しかし、挑戦者の男はそんなユーマの張り切りとは裏腹に、不意に身体から力を抜いた。そして口元を釣り上げて笑みを浮かべると、クイ、クイっと指を曲げてユーマを挑発する。

 

「……掛かって来い、坊主。格闘のイロハを教えてやる」

 

 ユーマはイラッ――と感情をザワメカせた。

 普段、圧倒的に上位であるビスケや幻海を見ているからであろう、それよりも遥かに格下である目の前の男に、このような態度を取られることが我慢できなかったのだ。

 

 まぁ、まだまだ子供だ、と言うことだろう。

 

「舐めんなぁ!!」

 

 勢い込んで突撃をするユーマ。しかしそれはもう、ただ我武者羅に走るだけの状態で、とてもではないが此処での修行が生かされた動きとは呼べないものだった。

 

 男の数m手前から跳び上がって拳を振りかぶると、ユーマはそのまま体ごと打つかるかの様に拳を突き出していく。しかし、そんな大ぶりの攻撃を食らうほど、相手もバカではない。

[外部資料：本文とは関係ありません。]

PR #3900, opened 2016-07-01
Auto enable instance mapping

timbussmann:

Changes:

* Change schema to allow empty `endpoints` and `endpoint` elements
* Only use one attempt to read instance mapping file. If it fails it will blow at startup or try again after the configured checkInterval. Is there a valid scenario which requires the `maxLoadAttempts` configuration?
* Load mapping file initially during feature setup for validation and initial data purpose
* uses AppDomain.CurrentDomain.BaseDirectory as root path for relative mapping file paths
* remove `FileBasedEndpointInstanceMapping`
* Auto-enables the mapping file when using Msmq transport
  * it will not read the file and not set up dynamic rules when there is no file at startup time (can be empty though)
  * if a file is found, the dynamic rule is added and a timer will constantly reread the mapping file

Todos:

* [x] Cleanup mapping file in tests
* [x] Avoid dynamic rules and other performance impacts when no instance mapping file is used.
* [x] Add API for custom mapping file path
* [x] Update docs to changed API: https://github.com/Particular/docs.particular.net/pull/1672

### DIFF
--- a/src/NServiceBus.Core/Routing/EndpointInstances.cs
+++ b/src/NServiceBus.Core/Routing/EndpointInstances.cs
@@ -2,7 +2,6 @@ namespace NServiceBus.Routing
 {
     using System;
     using System.Collections.Generic;
-    using System.Linq;
     using System.Threading.Tasks;
 
     /// <summary>
@@ -43,7 +42,7 @@ namespace NServiceBus.Routing
                 }
             }
 
-            if (!dynamicInstances.Any())
+            if (dynamicInstances.Count == 0)
             {
                 return new[]
                 {
--- a/src/NServiceBus.Core/Routing/EndpointInstances.cs
+++ b/src/NServiceBus.Core/Routing/EndpointInstances.cs
@@ -2,6 +2,7 @@ namespace NServiceBus.Routing
 {
     using System;
     using System.Collections.Generic;
+    using System.Linq;
     using System.Threading.Tasks;
 
     /// <summary>
@@ -40,6 +41,14 @@ namespace NServiceBus.Routing
                 {
                     dynamicInstances.Add(instance);
                 }
+            }
+
+            if (!dynamicInstances.Any())
+            {
+                return new[]
+                {
+                    new EndpointInstance(endpoint)
+                };
             }
 
             return dynamicInstances;
--- a/src/NServiceBus.Core/Routing/EndpointInstances.cs
+++ b/src/NServiceBus.Core/Routing/EndpointInstances.cs
@@ -44,10 +44,7 @@ namespace NServiceBus.Routing
 
             if (dynamicInstances.Count == 0)
             {
-                return new[]
-                {
-                    new EndpointInstance(endpoint)
-                };
+                dynamicInstances.Add(new EndpointInstance(endpoint));
             }
 
             return dynamicInstances;
--- a/src/NServiceBus.Core/Routing/FileBasedDynamicRouting/FileRoutingTableFeature.cs
+++ b/src/NServiceBus.Core/Routing/FileBasedDynamicRouting/FileRoutingTableFeature.cs
@@ -36,8 +36,7 @@ namespace NServiceBus.Features
             var endpointInstances = context.Settings.Get<EndpointInstances>();
 
             var fileRoutingTable = new FileRoutingTable(filePath, checkInterval, new AsyncTimer(), new RoutingFileAccess(), maxLoadAttempts);
-            //TODO fix this:
-            fileRoutingTable.ReloadData().GetAwaiter().GetResult();
+            fileRoutingTable.ReloadData();
             endpointInstances.AddDynamic(fileRoutingTable.FindInstances);
             context.RegisterStartupTask(fileRoutingTable);
         }
--- a/src/NServiceBus.Core/Routing/FileBasedDynamicRouting/FileRoutingTableFeature.cs
+++ b/src/NServiceBus.Core/Routing/FileBasedDynamicRouting/FileRoutingTableFeature.cs
@@ -11,6 +11,7 @@ namespace NServiceBus.Features
             {
                 s.SetDefault(CheckIntervalSettingsKey, TimeSpan.FromSeconds(30));
                 s.SetDefault(MaxLoadAttemptsSettingsKey, 10);
+                s.SetDefault(FilePathSettingsKey, "instance-mapping.xml");
             });
             DependsOn<RoutingFeature>();
         }
--- a/src/NServiceBus.Core/Routing/FileBasedDynamicRouting/FileRoutingTableFeature.cs
+++ b/src/NServiceBus.Core/Routing/FileBasedDynamicRouting/FileRoutingTableFeature.cs
@@ -1,6 +1,7 @@
 namespace NServiceBus.Features
 {
     using System;
+    using System.IO;
     using Routing;
 
     class FileRoutingTableFeature : Feature
@@ -19,12 +20,24 @@ namespace NServiceBus.Features
         protected internal override void Setup(FeatureConfigurationContext context)
         {
             var filePath = context.Settings.Get<string>(FilePathSettingsKey);
+            if (!Path.IsPathRooted(filePath))
+            {
+                filePath = Path.Combine(AppDomain.CurrentDomain.BaseDirectory, filePath);
+            }
+
+            if (!File.Exists(filePath))
+            {
+                return;
+            }
+
             var checkInterval = context.Settings.Get<TimeSpan>(CheckIntervalSettingsKey);
             var maxLoadAttempts = context.Settings.Get<int>(MaxLoadAttemptsSettingsKey);
 
             var endpointInstances = context.Settings.Get<EndpointInstances>();
 
             var fileRoutingTable = new FileRoutingTable(filePath, checkInterval, new AsyncTimer(), new RoutingFileAccess(), maxLoadAttempts);
+            //TODO fix this:
+            fileRoutingTable.ReloadData().GetAwaiter().GetResult();
             endpointInstances.AddDynamic(fileRoutingTable.FindInstances);
             context.RegisterStartupTask(fileRoutingTable);
         }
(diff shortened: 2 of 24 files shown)


danielmarbach:
@timbussmann pull me in when you need a review

timbussmann:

 余裕綽々といった風に軽く身体をズラして回避をすると、ユーマの身体に鋭い膝蹴りを見舞った。

 

「あグッ!? グ――クソッ!」

「おっと」

 

 思わず呻き声を上げるユーマだったが、しかしそれで倒れるようなことはなく、顰め面を浮かべながらも拳を振るう。しかしそれもアッサリと避けられてしまい、男はヒョイっと身体を逸らすと軽くバックステップで再び距離をとった。

 

「う~ん、危ない危ない。もうちょっとで掠る所だったかな?」

 

 ユーマの動き、見た目雰囲気、それを思えば思うほど。男の表情は緩んでいってしまう。『なんて美味しい試合なんだ』――と。

 

「五月蝿ぇ! ぶっ飛ばすぞ!」

「お~怖ぇ~。気迫は一丁前だな? だけど――」

 

 吠えるユーマに薄ら笑いを浮かべ、男は駆け込むように距離を詰める。その動きはビスケと比べれば、冗談の様に『遅い』。しかし、先程腹に一撃を貰ってしまっているユーマは、その動きに対応できず、

 

 ドンッ!

 

「アグッ!?」

 

 踏み込みからのローキック。

 もっともユーマの身長からすればミドルキック成っており、それを腕で受け止めたユーマは威力に負けて道場の床板を転がっていった。

 

「気迫だけじゃ、勝負にゃ勝てないなぁ」

 

 楽しそうに、男は目を細める。

 対するユーマは転がった先で、蹴りを受け止めた腕を抑えながら、表情を歪めている。

 その表情に隠れた感情、それは

 

(何だ? なんでだ?)

 

 可怪しい――と、いった思いだった。

 ユーマは数ヶ月間、幻海と挑戦者達の戦いを見てきた。

 それ以前に、通常の人間が扱い得ない『念』といった力を身に付け、尚且つ強くなるための修行を毎日欠かさずに続けている。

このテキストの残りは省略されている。